# Shunt trip breakers



## jack756 (Mar 8, 2010)

What type of applications would require using a shunt trip breaker?


----------



## RIVETER (Sep 26, 2009)

We use them via switches on the doors of our welding controllers.


----------



## jack756 (Mar 8, 2010)

What about on cooking hoods, commercial application?


----------



## 480sparky (Sep 20, 2007)

Elevators.


----------



## jwjrw (Jan 14, 2010)

jack756 said:


> What about on cooking hoods, commercial application?


Yep. Everyone I've done had them.


----------



## Zog (Apr 15, 2009)

Anything you want really. There really is not such thing as a "Shunt trip breaker", however some manufactures will use this term, which confuses people. Better to think of a shunt trip as an accessory on a breaker, a shunt trip is simply a trip coil assembly that recieves a trip signal from an external source.


----------



## 480sparky (Sep 20, 2007)

Plus, I can't think of anywhere I've read that _requires_ shunt trips. They are simply one option available. Either job specs detail them, or it's a design choice.


----------



## RIVETER (Sep 26, 2009)

480sparky said:


> Plus, I can't think of anywhere I've read that _requires_ shunt trips. They are simply one option available. Either job specs detail them, or it's a design choice.


They are very handy in paint shop/manufacturing. Tie them into your fire protection system and ALL pumping systems go down upon a fault.


----------



## 480sparky (Sep 20, 2007)

RIVETER said:


> They are very handy in paint shop/manufacturing. Tie them into your fire protection system and ALL pumping systems go down upon a fault.

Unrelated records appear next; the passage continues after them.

PR #1628, opened 2023-08-09
[next] Bring in the good old PyScript display

WebReflection:
## Description

This MR brings in the good'ol *PyScript Classic* [display](https://github.com/pyscript/pyscript/blob/main/pyscriptjs/src/python/pyscript/_html.py#L34-L42) code in *Next* and it works in both main thread and workers (see or run tests).

## Changes

  * import the `display.py` instead of using a half backed `display` in JS
  * orchestrate that import (as text) for both the main thread and any worker out there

True, but there's other ways to accomplish the same result. Contactors are one.


----------



## tufts46argled (Dec 23, 2007)

480sparky said:


> True, but there's other ways to accomplish the same result. Contactors are one.


Exactly, there are several ways to do what a shunt trip breaker does, just a design issue!


----------



## jwjrw (Jan 14, 2010)

tufts46argled said:


> Exactly, there are several ways to do what a shunt trip breaker does, just a design issue!



True. Every hood we have wired had an anzil system with shunts on the breakers. Maybe it's the easiest to design?


----------



## erics37 (May 7, 2009)

jwjrw said:


> True. Every hood we have wired had an anzil system with shunts on the breakers. Maybe it's the easiest to design?


It is easier. Just some wires from the ansul contacts to your shunt(s). Basically.

We usually do it old school with contactors and stuff. Especially in the restaurants around here; if you can avoid trying to rearrange breakers to fit shunt trips, the better off you'll be. Most of the circuits are usually run and installed by the owner of the restaurant. You can imagine what kind of interesting stuff you find in there.


----------



## mattsilkwood (Sep 21, 2008)

Anything you can think of. I've used them with ansul systems, for phase loss protection, for hazardous locations just to name a few.


----------



## micromind (Aug 11, 2007)

Shunt-trips are useful for generator protection, I've used them to meet the requirements of a disconnecting means for a remote building or when the main breaker is inside the building, I've seen them used in conjunction with an E-stop circuit (though I doubt it's legal), just about any time a breaker needs to be tripped open remotely or automatically. 

Rob


----------



## goose134 (Nov 12, 2007)

480sparky said:


> Plus, I can't think of anywhere I've read that _requires_ shunt trips. They are simply one option available. Either job specs detail them, or it's a design choice.


Chicago requires them in dedicated information technology rooms. As has been said, usually tied in with fire suppression.

I've used them as EPO in MRI rooms (manufacturer spec).


----------